MATERIAL SUPPLIED:
PR #9814, opened 2026-01-19
upstream(core): Test infra improvements

jkrvivian:
# Description of change

- Port commit: 
  - https://github.com/MystenLabs/sui/commit/3042cddd67b86d622ec9bb9df1f19e7c9dfc30be
- Description:
- randomize cache capacities to exercise cache miss/eviction paths

Part of #9768

### DIFF
--- a/crates/iota-common/src/random.rs
+++ b/crates/iota-common/src/random.rs
@@ -1,0 +1,49 @@
+// Copyright (c) Mysten Labs, Inc.
+// Modifications Copyright (c) 2025 IOTA Stiftung
+// SPDX-License-Identifier: Apache-2.0
+
+/// Get a random number generator.
+#[inline(always)]
+pub fn get_rng() -> impl rand::Rng {
+    rand::thread_rng()
+}
+
+// Need our own Either implementation so we can impl rand::RngCore for it.
+pub enum Either<L, R> {
+    Left(L),
+    Right(R),
+}
+
+impl<L, R> rand::RngCore for Either<L, R>
+where
+    L: rand::RngCore,
+    R: rand::RngCore,
+{
+    fn next_u32(&mut self) -> u32 {
+        match self {
+            Either::Left(l) => l.next_u32(),
+            Either::Right(r) => r.next_u32(),
+        }
+    }
+
+    fn next_u64(&mut self) -> u64 {
+        match self {
+            Either::Left(l) => l.next_u64(),
+            Either::Right(r) => r.next_u64(),
+        }
+    }
+
+    fn fill_bytes(&mut self, dest: &mut [u8]) {
+        match self {
+            Either::Left(l) => l.fill_bytes(dest),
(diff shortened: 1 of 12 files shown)


crates/iota-core/src/checkpoints/mod.rs
bingyanglin, line 1889: In the upstream we added
```
assert_reachable!("skip checkpoint certification");
```
, any reason we don't add it?

crates/iota-core/src/execution_cache/writeback_cache.rs
```diff
@@ -797,21 +815,31 @@ impl WritebackCache {
...
+                            id,
+                            LatestObjectCacheEntry::Object(key.1, obj.clone().into()),
+                            ticket,
+                        );
+                        match obj {
+                            ObjectOrTombstone::Object(object) => Ok(Some(object)),
+                            ObjectOrTombstone::Tombstone(_) => Ok(None),
+                        }
+                    }
+                    _ => {
```
muXxer: This should be `Ok(None)`, and we should have an error branch so we can propagate potential errors IMO.

bingyanglin (commented):
The `antithesis_sdk` and the related code are not ported, do we ignore them by purpose?

crates/iota-common/src/util.rs
```diff
@@ -0,0 +1,38 @@
+// Copyright (c) Mysten Labs, Inc.
+// Modifications Copyright (c) 2025 IOTA Stiftung
```
muXxer:
```suggestion
// Modifications Copyright (c) 2026 IOTA Stiftung
```

crates/iota-common/src/random.rs
```diff
@@ -0,0 +1,49 @@
+// Copyright (c) Mysten Labs, Inc.
+// Modifications Copyright (c) 2025 IOTA Stiftung
```
muXxer:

ASSIGNMENT: With the line holding "- randomize cache" as the first and the line holding "random number generator." as the last, set down that range of the entries above exactly, and nothing else.

SOLUTION TO THIS EXERCISE:
- randomize cache capacities to exercise cache miss/eviction paths

Part of #9768

### DIFF
--- a/crates/iota-common/src/random.rs
+++ b/crates/iota-common/src/random.rs
@@ -1,0 +1,49 @@
+// Copyright (c) Mysten Labs, Inc.
+// Modifications Copyright (c) 2025 IOTA Stiftung
+// SPDX-License-Identifier: Apache-2.0
+
+/// Get a random number generator.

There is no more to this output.